Yesterday, NAHU submitted detailed comments to the IRS and Department of Treasury on Notice 2015-52. This was the second round of implementation guidance from the Obama Administration on the looming excise tax on high-cost employer-sponsored health insurance plans. While NAHU and our coalition partners are working hard on moving legislation to repeal the excise tax entirely, at the same time the IRS and Treasury Department are moving forward with the tax’s planned 2018 effective date. In July they released Notice 2015-52, and NAHU and a team of member volunteers who expressed great interest in the excise tax have been working on our response since then. NAHU not only submitted our own detailed comments, but as steering committee members of the Alliance to Fight the 40, we also helped craft the comment letter developed by a broad-based coalition comprised of public and private sector employer organizations, unions, healthcare companies, businesses and other stakeholders that support employer-sponsored health coverage.
Notice 2015-52 focused on a few key areas of excise tax implementation so NAHU’s comments were directed at those specific proposals. We also stressed how our nation’s employers need definitive information about the tax as soon as possible, since they are making benefit decisions for the years ahead in an information vacuum right now. In particular, employers need information about how the adjustments will be made to the statutory thresholds to bring them up to current medical care cost levels, how the cost of employer coverage will be calculated and how adjustments for gender, age and high-risk industries will be applied. Furthermore, we made sure that they knew that clear guidance is needed for aggregated employer plans and all employers should be assured of safe harbors, transition relief and good-faith enforcement standards.
Some of the specific policy ideas NAHU and our coalition partners offered in our letters include:
For self-funded plans, the employer should be the entity responsible for administering and paying the tax rather than a third-party vendor. This will ensure that the entity ultimately responsible for plan design decisions is liable for the tax. It will also reduce the employer’s overall tax burden because then they will not have to pay any additional gross-up tax costs passed through to them by their TPA.
For employer plans that must be aggregated under the law (such as employers in a controlled group), aggregation means must be as simple as possible for the employers and the IRS should consider mirroring the employer shared responsibility requirement structure in terms of tax liability and payment whenever possible.

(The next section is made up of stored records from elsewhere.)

Issue #90965, opened 2023-08-22
Tier0 castclass pattern allocates


EgorBo:
The following minimal repro is the reason why we regressed TE benchmarks in https://github.com/dotnet/runtime/issues/90899
```cs
using System.Runtime.CompilerServices;

Test<MyStruct>(default);

[MethodImpl(MethodImplOptions.NoInlining)] 
static void Test<T>(T t) => ((IMyInterface)t).DoWork();

public interface IMyInterface
{
    void DoWork();
}

public struct MyStruct : IMyInterface
{
    int a;

    [MethodImpl(MethodImplOptions.NoInlining)]
    public void DoWork() {}
}

```

Tier0 codegen for `Test`:
```asm
; Assembly listing for method Program:<<Main>$>g__Test|0_0[MyStruct](MyStruct) (Tier0)
       push     rbp
       sub      rsp, 48
       lea      rbp, [rsp+0x30]
       xor      eax, eax
       mov      qword ptr [rbp-0x08], rax
       mov      qword ptr [rbp-0x10], rax
       mov      qword ptr [rbp+0x10], rcx
       lea      rdx, [rbp+0x10]
       mov      rcx, 0x7FFAFBFEE288      ; MyStruct
       call     CORINFO_HELP_BOX  ;;;; <------------------------- allocation!
       mov      gword ptr [rbp-0x08], rax
       mov      rdx, gword ptr [rbp-0x08]
       mov      rcx, 0x7FFAFBFEE0B8      ; IMyInterface
       call     [CORINFO_HELP_CHKCASTINTERFACE]
       mov      gword ptr [rbp-0x10], rax
       mov      rcx, gword ptr [rbp-0x10]
       mov      r11, 0x7FFAFB4A0248
       call     [r11]IMyInterface:DoWork():this
       nop      
       add      rsp, 48
       pop      rbp
       ret
```
Tier1 codegen for it:
```asm
; Assembly listing for method Program:<<Main>$>g__Test|0_0[MyStruct](MyStruct) (FullOpts)
       sub      rsp, 40
       mov      dword ptr [rsp+0x20], ecx
       lea      rcx, [rsp+0x20]
       call     [MyStruct:DoWork():this]
       nop      
       add      rsp, 40
       ret
```

Presumably, it needs:
1) Don't share temps for boxed values in `impImportAndPushBox` (so locals can have exact class info)
2) `impOptimizeCastClassOrIsInst` should not quit if opts are disabled
[...]

PR #91403, opened 2023-08-31
Expand CreateSpan in T0

MichalPetryka:
I've noticed my app allocate 100MB of `RuntimeFieldInfoStub` instances in the VM implementation while running the T0 code in my app, expanding in T0 should avoid such allocations.


MichalPetryka:
@jkotas Could this get a backport to 8.0?

jkotas:
It is up to the JIT team to make the call on a backport and bring it through the servicing process.

I do not think that this meets the bar for backport to .NET 8. It is by design that T0 compilation consumes extra memory, including extra GC allocations that would be eliminated by full JIT optimizations.

> I've noticed my app allocate 100GB of RuntimeFieldInfoStub instances in the VM implementation

Why is not T1 compilation kicking fast enough for your app? It takes a while to allocate 100GB of RuntimeFieldInfoStub, I would expect T1 compilation to kick in a long before this much of RuntimeFieldInfoStub instances get allocated.

MichalPetryka:
> It is by design that T0 compilation consumes extra memory, including extra GC allocations that would be eliminated by full JIT optimizations.

I understand that but with this optimalization pessimizing T0 code so much using it without AggressiveOptimization turns out to be a bad idea, making it effectively useless and a serious performance issue.

> It takes a while to allocate 100GB of RuntimeFieldInfoStub

I've actually misread the data, it's able to allocate 100MB, not 100GB. The code in question consists of many hot loops which probably take a lot of time to OSR.

EgorBo:
I agree with Jan that we already have tons of similar cases in tier0, e.g. `Enum.HasFlag` (already fixed), also everything related to devirtualizations of interfaces calls on structs when jit can see the exact type (see https://github.com/dotnet/runtime/issues/90965) and other patterns where only optimized code can get rid of allocations.

We also know that sometimes a method may stay in Tier0 for too long because of the "promotion queue" problem (We had an idea to make it priority-based and e.g. all methods with allocators inside could get a higher priority).

src/coreclr/jit/importercalls.cpp
```diff
@@ -2551,6 +2551,9 @@ GenTree* Compiler::impIntrinsic(GenTree*                newobjThis,
             // This one is just `return true/false`
             case NI_System_Runtime_CompilerServices_RuntimeHelpers_IsKnownConstant:
 
+            // Not expanding this leads to huge allocation in T0
```
EgorBo, line 2554: Can you make the comment a bit less drammatic? 🙂 I'm referring to 'huge" word

EgorBo (approved):

JulieLeeMSFT:
@MichalPetryka, there are build errors. Please resolve it before merging.

MichalPetryka:
@MihuBot -tier0

EgorBo:
@MichalPetryka @MihaZupan is MihuBot failing because of this PR or it's a general issue? Does it fail on other changes?

MihaZupan:
It's failing somewhere in `jit-diff`. I'll try it on different PRs now.

MihaZupan:
Seems like the issue is specifically with this PR and tier 0.
It's working fine on other PRs, or on this PR without the `--tier0` flag.

EgorBo:
Let's run some pipelines which don't disable TieredCompilation because green inner-loop CI likely means it was never executed in Tier0.

EgorBo:
@MihuBot -tier0

EgorBo:
I've ran jitdiff locally with --tier0 and this PR didn't seem to cause any issues for me so I am going to merge it.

That would include payment liability by entity in the case of multi-employer plans and other aggregated employers for both the initial years of the tax implementation and all out-years.
For non-calendar-year plans, NAHU encouraged a safe harbor so that they will be able to assign an entire employer-sponsored plan year to a particular tax year. This would ensure that all employers are able to make reasoned plan-design decisions for the whole year at one time and will be much better positioned to estimate their tax liability at any point in the coverage year.
Safe harbors for plan valuations based on actuarial value to make tax implementation much simpler for employers and health insurance issuers.
Transition relief for employers and coverage providers, including the use of a good-faith enforcement standard, through at least 2020.
The cost of the excise tax itself as well as any “gross-up” health insurance carriers may have to add to the cost of coverage to handle their tax payment responsibility costs should be excluded from the value of coverage for excise tax purposes.
Tax gross-ups by coverage issuers should be based on the issuers’ individual estimated marginal tax rate, including state and local premium taxes and other tax liabilities.
The calculation methods for age and gender adjustments should be available to employers as soon as possible and as easy to use as possible. They should be based on only the individuals eligible for coverage under the plan and employers should have flexibility in determining the date of the employee census used in determining the adjustment.
As for next steps, the Department of Treasury and IRS have indicated that they plan to issue at least one proposed regulation regarding the application of the excise tax to high-cost plans once feedback from this guidance and also from Notice 2015-16, which was published earlier this year, has been fully reviewed. In our letter, NAHU urged the Administration to issue this proposed rule as soon as possible so that employers will have the opportunity to test their current plan designs and provide feedback to the Administration about the workability of the pending rules. NAHU will continue to follow up with the Treasury Department on the excise tax, as well as work on repeal efforts with the Congress. As soon as a proposed rule on the excise tax is out, you be will be the first to know!